A Fixed Alkali hath more affinity than any metallic substance with Sulphur: so that it is not surprising Sulphur should be separated from Arsenic by its interposition. Yet there is an inconvenience attends the use of it: for it hath a great affinity with the Arsenic also, and so always retains some part thereof, which continues fixed with it. For this reason care should be taken not to mix, with sulphurated Arsenic, a greater quantity of Alkali than is necessary to absorb the Sulphur it contains. Nothing, however, but experience and repeated trials can teach us the exact quantity of Alkali that ought to be employed; because the quantity of Sulphur that may be contained in yellow or red Arsenic is indefinite.

The vessel ought to be tall, that the upper part of the head, where the Arsenical particles condense, may be the less exposed to heat. Towards the end of the operation the fire must be strongly excited, so as to make the sand red-hot; because the last portions of Arsenic that rise are strongly retained by the Fixed Alkali.

Arsenic that is grey or blackish may be depurated and whitened by the same means; because a Fixed Alkali absorbs the phlogiston likewise with great avidity. Mercury, as well as a Fixed Alkali, is an excellent additament for separating Arsenic from Sulphur. If you will use it for that purpose, reduce the sulphurated Arsenic to a very fine powder, by rubbing it a long time in a glass mortar; when it is well pulverized, let a few drops of Mercury fall upon it, by squeezing it through chamoy, and continue the trituration. The yellow or red colour of the Arsenic will insensibly change, and gradually grow darker as the Mercury incorporates with it. When the Mercury is perfectly killed, add a little more of it than you did the first time, and in the same manner: continue to triturate till it disappear; and thus go on adding more and more till the Mercury you add remain quick, and you can kill no more of it. Neither the red nor the yellow colour will then appear in the mixture; which will be grey, if it contain but a little Sulphur, and black, if a great deal.

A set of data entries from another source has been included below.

PR #143, opened 2020-04-22
EVG-7547, EVG-7548: search input for patch name & dropdown menu for statuses

SupaJoon:
https://jira.mongodb.org/browse/EVG-7547
https://jira.mongodb.org/browse/EVG-7548

URL will update when inputs are interacted with and GQL query will be made. 

There are not many e2e tests for these code changes because the My Patches page is still being developed. The PR to include the virtualized list and Patch card 
(https://jira.mongodb.org/browse/EVG-7552 & https://jira.mongodb.org/browse/EVG-7551) will allow me to test the full user story in cypress - from input interaction -> url update -> rendered results.  

Screen Shot 2020-04-22 at 5 32 10 PM

### DIFF
--- a/cypress/integration/my_patches.js
+++ b/cypress/integration/my_patches.js
@@ -11,18 +11,6 @@ describe("My Patches Page", () => {
     cy.listenGQL();
   });
 
-  it("Initial load should make a userPatches gql query with default query params when none are specified in the URL", () => {
-    cy.visit(MY_PATCHES_ROUTE);
-    cy.waitForGQL("userPatches", {
-      "request.body.variables.$includeCommitQueue": (v) => v == true,
-      "request.body.variables.$limit": (v) => v === 10,
-      "request.body.variables.$page": (v) => v === 0,
-      "request.body.variables.$patchName": (v) => v === "",
-      "request.body.variables.$statuses": (v) =>
-        Array.isArray(v) && v.length === 0,
-    }).then((xhr) => console.log(xhr));
-  });
-
   describe("Show commit queue checkbox", () => {
     beforeEach(() => {
       cy.preserveCookies();
--- a/cypress/integration/my_patches.js
+++ b/cypress/integration/my_patches.js
@@ -1,23 +1,46 @@
 /// <reference types="Cypress" />
 
 const MY_PATCHES_ROUTE = "/my-patches";
-describe("my patches page", function () {
-  beforeEach(() => {
-    cy.server();
+describe("My Patches Page", () => {
+  before(() => {
     cy.login();
   });
 
-  it("Should render with Show Commit Queue box checked when commitQueue not indicated in URL query param", () => {
-    cy.visit(MY_PATCHES_ROUTE);
-    cy.get("[data-cy=commit-queue-checkbox]").should("be.checked");
+  beforeEach(() => {
+    cy.preserveCookies();
+    cy.listenGQL();
   });
 
-  it("Should render with Show Commit Queue box unchecked when commitQueue is false in URL query param", () => {
-    cy.visit(`${MY_PATCHES_ROUTE}?commitQueue=false`);
-    cy.get("[data-cy=commit-queue-checkbox]").should("not.be.checked");
+  it("Initial load should make a userPatches gql query with default query params when none are specified in the URL", () => {
+    cy.visit(MY_PATCHES_ROUTE);
+    cy.waitForGQL("userPatches", {
+      "request.body.variables.$includeCommitQueue": (v) => v == true,
+      "request.body.variables.$limit": (v) => v === 10,
+      "request.body.variables.$page": (v) => v === 0,
+      "request.body.variables.$patchName": (v) => v === "",
+      "request.body.variables.$statuses": (v) =>
+        Array.isArray(v) && v.length === 0,
+    }).then((xhr) => console.log(xhr));
   });
-  it("Should render with Show Commit Queue box checked when commitQueue is true in URL query param", () => {
-    cy.visit(`${MY_PATCHES_ROUTE}?commitQueue=true`);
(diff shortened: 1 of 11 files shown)


src/pages/MyPatches.tsx
```diff
@@ -1,36 +1,131 @@
...
+              return prev;
+            }
+            return fetchMoreResult;
+          },
+        });
+      } catch (e) {
+        // empty block
+      }
+    });
+  }, [networkStatus, error, fetchMore, listen]);
```
tgrander, line 64: this is third appearance of this code that is almost identical to Patch and Task page fetchMore handler func. not a blocker but this would do well as a shared function or hook between the three pages.

cypress/integration/my_patches.js
```diff
@@ -1,23 +1,46 @@
...
+  it("Initial load should make a userPatches gql query with default query params when none are specified in the URL", () => {
+    cy.visit(MY_PATCHES_ROUTE);
+    cy.waitForGQL("userPatches", {
+      "request.body.variables.$includeCommitQueue": (v) => v == true,
+      "request.body.variables.$limit": (v) => v === 10,
+      "request.body.variables.$page": (v) => v === 0,
+      "request.body.variables.$patchName": (v) => v === "",
+      "request.body.variables.$statuses": (v) =>
+        Array.isArray(v) && v.length === 0,
+    }).then((xhr) => console.log(xhr));
```
tgrander, line 23: i don't know if testing the shape of the request so strictly is a good or practical way to test. Testing the end result of the query and how it appears and behaves to the user is the goal of the test imo. we should not need to inspect the request body because testing the usability of the page as a result of it does that job and does it more effectively. 

How Kent C Dodds describes what to test is "Think less about the code you are testing and more about the use cases that code supports."

These tests tests an underlying and private functionality of the feature. Therefore it does not test how the software is _used_.

cypress/integration/my_patches.js
```diff
@@ -1,23 +1,46 @@
...
   });
-  it("Should render with Show Commit Queue box checked when commitQueue is true in URL query param", () => {
-    cy.visit(`${MY_PATCHES_ROUTE}?commitQueue=true`);
-    cy.get("[data-cy=commit-queue-checkbox]").should("be.checked");
+
+  describe("Show commit queue checkbox", () => {
```
tgrander, line 26: I very much like the pattern of splitting up feature tests of a page between initial state and then different functionalities on the page.

cypress/integration/my_patches.js
```diff
@@ -1,23 +1,46 @@
...
+    beforeEach(() => {
+      cy.preserveCookies();
+    });
+
+    it("Should render with Show Commit Queue box checked when commitQueue not indicated in URL query param", () => {
```
tgrander, line 31: tests do not need to start with "should render with". For example, the description can be changed to "Commit queue checkbox". and then this test name would be "Renders checkbox checked by default". Longer test names are not always more clear than short, simple ones.

src/components/styles/Layout.tsx
```diff
@@ -27,3 +28,7 @@ export const PageSider = styled(Sider)`
   max-width: ${siderWidth} !important;
   min-width: ${siderWidth} !important;
 `;
+
+export const SimplePageTitle = styled(H2)`
+  margin-bottom: 16px;
+`;
```
tgrander, line 34: these seem like one-off styled per-page that should not exist as shared components

src/components/styles/filters.tsx
```diff
@@ -4,7 +4,13 @@ import { Input } from "antd";
 export const FiltersWrapper = styled.div`
   display: flex;
   margin-bottom: 12px;
+  align-items: center;
 `;
+
+export const FiltersWrapperSpaceBetween = styled(FiltersWrapper)`
+  justify-content: space-between;
+`;
```
tgrander, line 12: same comment here about having styled components in the shared folder that are slight modifications of other shared components

cypress/integration/my_patches.js
SupaJoon: True e2e tests are not possible until the feature is complete. I agree this test should be replaced by a test that asserts the rows rendered in the table after user interaction with the filter inputs.

cypress/integration/my_patches.js
SupaJoon: This test entered the codebase from a previous PR.

src/components/styles/filters.tsx
SupaJoon: I'll remove this one from the shared components folder. It may not be used again for a little while.

src/components/styles/Layout.tsx
SupaJoon: This title component can be used for any page title that follows the style of the My Patches page (a page title without a badge). I can rename this component so we can find it easier.

src/pages/my-patches/StatusSelector.tsx
```diff
@@ -0,0 +1,53 @@
...
+    value: ALL_PATCH_STATUS,
+    key: ALL_PATCH_STATUS,
+  },
+  {
+    title: "Created",
+    value: PatchStatus.Created,
+    key: PatchStatus.Created,
+  },
+  {
+    title: "Started",
```
john-m-liu, line 39: This should be "running"

src/pages/my-patches/StatusSelector.tsx
```diff
@@ -0,0 +1,53 @@
...
+    value: PatchStatus.Started,
+    key: PatchStatus.Started,
+  },
+  {
+    title: "Success",
```
john-m-liu, line 44: I realize it's wrong in the db models, but could we make the tense in the tiles consistent? So that we have either success/fail or succeeded/failed. The task status select has the same thing so feel free to defer this and I can make a ticket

Put this mixture into a very tall glass cucurbit; fit on a blind-head; set it in a sand-bath, and bury it in the sand as far as the contained mixture reaches. Heat the vessels, and, during the whole operation, keep up a degree of fire a little weaker than that required for subliming Cinabar. White Arsenical Flowers will adhere to the upper part of the head, amongst which will be some beautiful crystals of Arsenic; and underneath them you will find some Cinabar sublimed, but not entirely free from Arsenic. If you desire to have your Cinabar and your Arsenic purer, and more unmixed with each other, separate the upper sublimate, which is Arsenical, from the lower, which consists chiefly of Cinabar. Powder each of them coarsely, and sublime them separately each in a different cucurbit.

On this occasion the Mercury separates the Sulphur from the Arsenic, because it hath a greater affinity than Arsenic with that mineral. It is not the only metallic substance of this character: for, as hath been shewn, there are several others that have a greater affinity than Mercury with Sulphur, being able to decompose Cinabar by their interposition. Yet those metallic substances must not be substituted for Mercury in the present operation: because there is none of them but hath at the same time a very great affinity with Arsenic, or even as strong an one as they have with Sulphur; whereas Mercury will by no means unite with Arsenic.